#### PROBLEM TO WORK ON
Going line by line through the entries below, count those that contain "logs". Give the number by itself.

#### RECORDS TO USE
= = = = = = =
Issue #1382, opened 2020-07-06
Package Python infra/utilities


jumaffre:
We should export some of our Python infra for easy consumption of some of our tooling. More specifically:
- **Users** should be able to connect to a CCF service and issue requests (HTTP or websocket) and verify transaction receipts.
- **Members/Operators** should be able to do what **users** can do _as well as_ issue and vote for proposals and parse/verify the ledger.

As such, the following files should be cleaned up and packaged to be release on PyPi: 
- `clients.py` - we should only ship the `request` and `websocket` clients and clean up a few things (e.g. the `result` response field). 
- `ledger.py` - which should support verifying multiple chunks (see https://github.com/microsoft/CCF/issues/1275). 
- `checker.py` to let clients verify that their transactions has been committed. 
- `proposal_generator.py` to let members/operators generate proposals conveniently.

The `ccf` python package should be published on PyPi with, for now at least, the same release cycle as the main C++ framework. 

---

Tasks: 
- [x] Package relevant Python classes. See #1380 
- [x] Cleanup package
- [x] Document package and automatically include in Sphinx
- [x] Automated releases to PyPi

achamayou:
@lynshi your feedback would be very welcome.

lynshi:
These enhancements are great! I think it addresses our issues quite well:
1. `clients.py` reduces code duplication for common procedures, such as signing requests and providing identities.
2. `ledger.py` supporting multiple chunks will make it easier to load files and parse entire ledgers for offline verification.
3. `checker.py` improves the end-to-end story for the user since they won't have to figure out how to verify commits for themselves.
4. `proposal_generator.py` makes it easier for members/operators to submit proposals without learning Lua or reading through the existing test infra. It will also give users a stable API (such as when the scripting language changes).

I'm happy to review associated PRs as well.

PR #1429, opened 2020-07-23
Python clients cleanup and docs

jumaffre:
Relates to #1382

- Cleanup of `ccf.clients`: 
  - `*args` and `**kwargs` removed whenever possible for cleaner interface
  - `binary_dir` argument gone (it was only used for `scurl.sh` and now that we ship `scurl.sh` and put it in the path, we no longer need it.
- Docstring all the things
- Automated docs in Sphinx using `autodoc`
- There is also a new tutorial section that explains how to use `ccf.clients` step by step. It is guaranteed to always be in sync (see new `tutorial.py` which runs as part of every install). 
- Move `checker` back into `tests/infra` as it was overly complicated for what we want. Instead, the `CCFClient` can be directly used to verify that a transaction is committed. 

Next:
- Ledger docs
- Proposal generator docs
- Automated releases to PyPi


test_install.sh
```diff
@@ -0,0 +1,40 @@
...
+timeout --signal=SIGINT --kill-after=30s --preserve-status 30s \
+python $INSTALL_PREFIX/bin/start_network.py \
+    -p ../../build/liblogging \
+    -b $INSTALL_PREFIX/bin \
+    -g $(pwd)/../../src/runtime_config/gov.lua \
+    -v &
+
+# Issue tutorial transactions to ephemeral network
+sleep 20
+python ../../python/tutorial.py client_info.txt
```
eddyashton: Minor: This is only run in the daily CI. I guess we run it for every release, so the released docs are definitely good. Is it worth adding a `ctest` instance that runs this in the normal CI though, for easier repro/validation?

doc/users/python_tuto.rst
```diff
@@ -0,0 +1,83 @@
+Python Client Tutorial
```
eddyashton, line 1: Minor: Why is this `tuto` rather than `python_tutorial.rst`?

jumaffre: Some French-ism for you. Renamed to `python_tutorial.rst` 👍

test_install.sh
jumaffre: I'm tempted to say let's not run it in `ctest` as I don't really want to have to think about/see this script during my daily CCF dev experience? Also, what it tests is definitely already tested by `e2e_logging`.

python/ccf/clients.py
```diff
@@ -36,31 +38,44 @@ def truncate(string, max_len=256):
 
 DEFAULT_CONNECTION_TIMEOUT_SEC = 3
 DEFAULT_REQUEST_TIMEOUT_SEC = 3
+DEFAULT_COMMIT_TIMEOUT_SEC = 3
+
+
+def build_query_string(params):
```
achamayou, line 44: urllib.parse.urlencode() https://docs.python.org/3/library/urllib.parse.html#urllib.parse.urlencode

python/ccf/clients.py
```diff
@@ -369,26 +367,29 @@ def request(self, request, is_signed=False):
...
-        cert=None,
-        key=None,
-        ca=None,
-        request_timeout=DEFAULT_REQUEST_TIMEOUT_SEC,
-        **kwargs,
-    ):
+    """
+    CCF WebSocket client implementation.
+
+    Warning: Does not handle client signatures.
```
achamayou, line 373: Client signatures over WS aren't supported in CCF, so I think this should either be clarified or removed, but as it stands it sounds like it's a limitation of the client.

tests/infra/checker.py
```diff
@@ -2,51 +2,37 @@
...
         self.client = client
         self.notification_queue = notification_queue
         self.notified_commit = 0
 
     # TODO: that API's not right!
     def __call__(self, rpc_result, result=None, error=None, timeout=2):
+        """
+        Lalala.
+
+        :param ccf.clients.Response rpc_result: Hey there.
```
achamayou, line 28: Will fix, sorry :)

python/ccf/clients.py
jumaffre: Good point. I've re-phrased the now-note.

test_install.sh
eddyashton: Fair!

python/ccf/clients.py
```diff
@@ -36,31 +38,37 @@ def truncate(string, max_len=256):
...
         self.path = path
         self.params = params
         self.http_verb = http_verb
         self.headers = headers
-        self.params_in_query = params_in_query
+        self.params_in_query = http_verb == "GET" or http_verb == "DELETE"
+
+    def get_params(self):
+        if self.params_in_query and self.params is not None:
+            return f"?{urllib.parse.urlencode(self.params)}"
```
eddyashton, line 57: We try to parse the values as JSON, so we need `foo="bar"` rather than `foo=bar` (this is why we had `build_query_string`, calling `urlencode` directly won't work). This is a hopefully temporary restriction, but probably not worth tackling in this PR.

tests/test_install.sh
```diff
@@ -0,0 +1,41 @@
+#!/bin/bash
+# Copyright (c) Microsoft Corporation. All rights reserved.
+# Licensed under the Apache 2.0 License.
+set -e
+
+# Setup env
+INSTALL_PREFIX=$(cat /tmp/install_prefix)
```
eddyashton, line 7: Can we pass this as the first CLI arg, rather than reading from file again? Makes this script more useful if we can use to test install directories in arbitrary places, without following the CI's restricted setup step.

doc/users/python_tutorial.rst
```diff
@@ -0,0 +1,83 @@
+Python Client Tutorial
+======================
+
+.. note:: See :ref:`Python Client API <users/python_api:Python Client API>` for complete full API specification.
```
eddyashton, line 4:
```suggestion
.. note:: See :ref:`Python Client API <users/python_api:Python Client API>` for complete API specification.
```

doc/users/python_tutorial.rst
```diff
@@ -0,0 +1,83 @@
...
+
+First, install the CCF Python package:
```
eddyashton, line 6: Meta: We should add a preface to this tutorial. It describes how to use this Python package to build a client, how to talk to a live CCF service with it. Need to make it clear this is _only_ a client. From there, I might still call this `the CCF Python tools package` or similar (even though the package is _named_ CCF), but that's a nit.

doc/users/python_tutorial.rst
```diff
@@ -0,0 +1,83 @@
...
+    :lines: 1
+
+In fact, even an anonymous client can be used to verify that a transaction is committed:
+
+.. literalinclude:: ../../python/tutorial.py
+    :language: py
+    :start-after: SNIPPET: any_client_can_wait
+    :lines: 1
+
+Finally, the authenticated client can used to issue ``GET`` requests and verify that the previous messages have successfully been recorded.
```
eddyashton, line 78:
```suggestion
Finally, the authenticated client can used to issue ``GET`` requests and verify that the previous messages have successfully been recorded:
```

doc/users/python_tutorial.rst
```diff
@@ -0,0 +1,83 @@
...
+
+Set the following CCF node variables:
+
+.. code-block:: python
+
+    host = "<node-rpc-host>"        # Node RPC address or domain
+    port = <node-rpc-port>          # Node RPC port
+    ca = "<path/to/network/cert>"   # Network certificate path
+
+.. note:: :ref:`When deploying a test network <users/deploy_app:Deploying an Application>`, use any node's IP address and port number. All certificates and keys can be found in the associated ``common_dir`` folder.
```
eddyashton, line 27: I think we should specify that host is a string and port is a number. And we should drop the `RPC` terminology if we can. As far as a _client_ is concerned, this is just the node's `IP address or domain`. Unrelated - since we're trying so hard to look like a HTTPS server, we can probably default to port 443 (/no port) in the client?

python/ccf/clients.py
```diff
@@ -179,28 +183,16 @@ def get_curve(ca_file):
 
 class CurlClient:
     """
-    We keep this around in a limited fashion still, because
-    the resulting logs nicely illustrate manual usage in a way using the requests API doesn't
+    Curl client.
+    Note: The resulting logs nicely illustrate manual usage in a way that using other client implementations don't.
```
eddyashton, line 187:
```suggestion
    This client uses Curl to send HTTP requests to CCF, and logs all Curl commands it runs. These commands could also be run manually, or used by another client tool.
```

python/ccf/clients.py
```diff
@@ -480,42 +532,56 @@ def call(self, *args, **kwargs):
                 time.sleep(0.1)
 
     def get(self, *args, **kwargs):
+        """
+        Issue ``GET`` request.
+        Wrapper for :py:meth:`ccf.clients.CCFClient.call` with ``http_verb`` set to ``GET``.
```
eddyashton, line 537: I'd be tempted to just say "Issue GET request. See :py:meth:`ccf.clients.CCFClient.call`"

python/ccf/clients.py
```diff
@@ -480,42 +532,56 @@ def call(self, *args, **kwargs):
...
+        Wrapper for :py:meth:`ccf.clients.CCFClient.call` with ``http_verb`` set to ``DELETE``.
+
+        :return: :py:class:`ccf.clients.Response`
+        """
         return self.call(*args, http_verb="DELETE", **kwargs)
 
+    def wait_for_commit(self, response, timeout=DEFAULT_COMMIT_TIMEOUT_SEC):
+        """
+        Given a :py:class:`ccf.clients.Response`, this functions waits
+        for the associated sequence number and view be committed by the CCF network.
```
eddyashton, line 573:
```suggestion
        for the associated sequence number and view to be committed by the CCF network.
```

python/ccf/clients.py
```diff
@@ -480,42 +532,56 @@ def call(self, *args, **kwargs):
...
-        ca=ca,
-        description=description,
-        binary_dir=binary_dir,
-        connection_timeout=connection_timeout,
-        request_timeout=request_timeout,
-        ws=ws,
-    )
+        The client will poll the ``/node/tx`` endpoint until ``COMMITTED`` is returned.
+
+        :param ccf.clients.Response response: Response returned by :py:class:`ccf.clients.CCFClient.
```
eddyashton, line 577:
```suggestion
        :param ccf.clients.Response response: Response returned by :py:class:`ccf.clients.CCFClient.call`
```

tests/governance.py
```diff
@@ -74,7 +74,7 @@ def test_user(network, args, notifications_queue=None, verify=True):
     network.consortium.remove_user(primary, new_user_id)
     with primary.client(f"user{new_user_id}") as c:
         r = c.get("/app/log/private")
-        assert r.status == 403
+        assert r.status_code == 403
```
eddyashton, line 77:
```suggestion
        assert r.status_code == http.HTTPStatus.FORBIDDEN.value
```

tests/infra/consortium.py
```diff
@@ -348,10 +348,7 @@ def check_for_service(self, remote_node, status, pbft_open=False):
         """
         # When opening the service in PBFT, the first transaction to be
```
eddyashton, line 349: If we're removing the PBFT-specific timeout, I guess this comment should go too?

eddyashton: Oh my bad, we still have it on the `.post` call below! Cool.

tests/infra/consortium.py
```diff
@@ -391,7 +389,7 @@ def _check_node_exists(self, remote_node, node_id, node_status=None):
         with remote_node.client(f"member{self.get_any_active_member().member_id}") as c:
             r = c.post("/gov/read", {"table": "ccf.nodes", "key": node_id})
 
-            if r.status != 200 or (
+            if r.status_code != 200 or (
```
eddyashton, line 392:
```suggestion
            if r.status_code != http.HTTPStatus.OK.value or (
```

tests/infra/logging_app.py
```diff
@@ -162,11 +162,11 @@ def _verify_tx(self, node, idx, priv=True, timeout=5):
         while time.time() < end_time:
             with node.client(self.user) as uc:
                 rep = uc.get(cmd, {"id": idx})
-                if rep.status == 404:
+                if rep.status_code == 404:
```
eddyashton, line 165:
```suggestion
                if rep.status_code == http.HTTPStatus.NOT_FOUND.value:
```

tests/start_network.py
```diff
@@ -91,6 +107,11 @@ def add(parser):
             action="store_true",
             default=False,
         )
+        parser.add_argument(
+            "--client-info-file",
+            help="Path to output file where client information will be dumped to (useful for scripting)",
+            default="client_info.txt",
```
eddyashton, line 113: Minor: I think client-info is a bad name, this is really `node_address` or something? Or maybe `node_info` or `service_info` (given "foo_info", I think an implicit "info about Foo" is more obvious than a "info _for_ Foo").

Anyway this can be default=None, check it looks like a path if provided, and we only write the file if it was specified?

doc/users/python_tutorial.rst
jumaffre: Good point! Done.

doc/users/python_tutorial.rst
jumaffre: Using 443 for the RPC port makes perfect sense. Let me do that in a separate PR as I think `cchost` will need updating as well.

tests/start_network.py
jumaffre: Good point. I have updated the name of the file and changed the default behaviour.

python/tutorial.py
```diff
@@ -35,6 +35,7 @@
 # SNIPPET_START: anonymous_requests
 r = anonymous_client.get("/node/state")
 assert r.status_code == http.HTTPStatus.OK
+# r.body is HTTP response body
```
achamayou, line 38: If we have the right Sphinx, I think the text surround the snippet should instead link to the api doc for the Response type.

src/http/http_endpoint.h
```diff
@@ -320,7 +320,7 @@ namespace http
         }
 
         // On any exception, close the connection.
-        LOG_TRACE_FMT("Closing connection due to exception: {}", e.what());
+        LOG_FAIL_FMT("Closing connection due to exception: {}", e.what());
```
achamayou, line 323: This is good for debugging, but probably not something we want in the final build because it may impact confidentiality.

jumaffre: Done now.

jumaffre:
Merging this PR as the only test failure is unrelated and the fix is well-known (I will push it it a subsequent PR today).

PR #1435, opened 2020-07-23
Python Ledger docs and tutorial

jumaffre:
Related to #1382 (to go in after #1429). 

Adding basic documentation and a short tutorial for our `ledger` Python module.


doc/users/python_tutorial.rst
```diff
@@ -0,0 +1,83 @@
...
+    :lines: 1
+
+The authenticated client can then be used to issue ``POST`` requests, e.g. registering new public and private messages to the default logging application:
+
+.. literalinclude:: ../../python/tutorial.py
+    :language: py
+    :start-after: SNIPPET_START: authenticated_post_requests
+    :end-before: SNIPPET_END: authenticated_post_requests
+
+It is posible to use the same :py:class:`ccf.clients.CCFClient` instance to wait for the transaction to be committed by the network:
```
achamayou, line 64:
```suggestion
It is possible to use the same :py:class:`ccf.clients.CCFClient` instance to wait for the transaction to be committed by the network:
```

doc/users/python_tutorial.rst
```diff
@@ -0,0 +1,83 @@
...
+    :lines: 1
+
+In fact, even an anonymous client can be used to verify that a transaction is committed:
+
+.. literalinclude:: ../../python/tutorial.py
+    :language: py
+    :start-after: SNIPPET: any_client_can_wait
+    :lines: 1
+
+Finally, the authenticated client can used to issue ``GET`` requests and verify that the previous messages have successfully been recorded.
```
achamayou, line 78:
```suggestion
Finally, the authenticated client can be used to issue ``GET`` requests and verify that the previous messages have successfully been recorded.
```

python/ccf/clients.py
```diff
@@ -36,31 +38,37 @@ def truncate(string, max_len=256):
...
-        # TODO: remove
-        if params_in_query is None:
-            params_in_query = http_verb == "GET"
-
         self.path = path
         self.params = params
         self.http_verb = http_verb
         self.headers = headers
-        self.params_in_query = params_in_query
+        self.params_in_query = http_verb == "GET" or http_verb == "DELETE"
```
achamayou, line 53:
```suggestion
        self.params_in_query = http_verb in {"GET", "DELETE"}
```

python/ccf/clients.py
```diff
@@ -36,31 +38,37 @@ def truncate(string, max_len=256):
...
+
+    def get_params(self):
```
achamayou, line 55: I think we should remove all mention of params, and just have an optional body. Users can add params at the end of the path, there's no need for CCFClient to be aware of the details of the URL string.

python/ccf/clients.py
```diff
@@ -76,27 +84,28 @@ def makefile(self, *args, **kwargs):
 
 
 class Response:
-    def __init__(self, status, body, seqno, view, global_commit, headers):
-        self.status = status
+    """
+    Response to request sent via :py:class:`ccf.clients.CCFClient`
+    """
+
+    def __init__(self, status_code, body, seqno, view, global_commit, headers):
```
achamayou, line 91: Response would probably make a nice dataclass

python/ccf/clients.py
```diff
@@ -179,28 +183,16 @@ def get_curve(ca_file):
 
 class CurlClient:
     """
-    We keep this around in a limited fashion still, because
-    the resulting logs nicely illustrate manual usage in a way using the requests API doesn't
+    Curl client.
```
achamayou, line 186: Having a short description repeating the name of the class isn't necessary.

python/ccf/clients.py
eddyashton: This is a good approach. We still have this [awkward encoding requirement](https://github.com/microsoft/CCF/pull/1429#discussion_r459456063), but that only really makes a difference where we have string query params (which I think is only `/api`?), so not onerous to do at the calling point.

achamayou: Yes, but that's a quirk we're hoping to iron out eventually, not something we want the CCFClient interface to reflect or know about.

python/ccf/clients.py
jumaffre: Addressed in #1429

python/ccf/clients.py
jumaffre: Addressed in #1429

python/ccf/clients.py
jumaffre: Addressed in #1429

python/ccf/clients.py
jumaffre: Addressed in #1429

doc/users/python_tutorial.rst
jumaffre: Addressed in #1429

doc/users/python_tutorial.rst
jumaffre: Addressed in #1429

PR #1437, opened 2020-07-24
Remove local copy of OE

### LINKED ISSUE #1419: Remove Open Enclave from CCF release package
Now that CCF uses a binary release of Open Enclave, there is no need and no utility to including a build of it in the install package.

eddyashton:
Fixes #1419


achamayou:
We need to modify the app-dev and app-run playbooks, or at least not forget to do it when we we release, to add the openenclave bin_install role, otherwise we'll be missing Open Enclave altogether in our release containers.

eddyashton:
Ah, I'd missed that these weren't already, but that makes sense. When doing this, we could/should also split the LVI-mitigations out of `binary_install.yml`, since `app-run.yml` doesn't need them.

achamayou:
@eddyashton sorry yes, I should have done in the upgrade, but it slipped my mind. Good point about the LVI toolchain, there's no need for that in app-run, I think we can either make it part of ccf_build (which is where we pull in the rest of our toolchain) or give it its own role.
= = = = = = =
#### TASK OUTPUT
4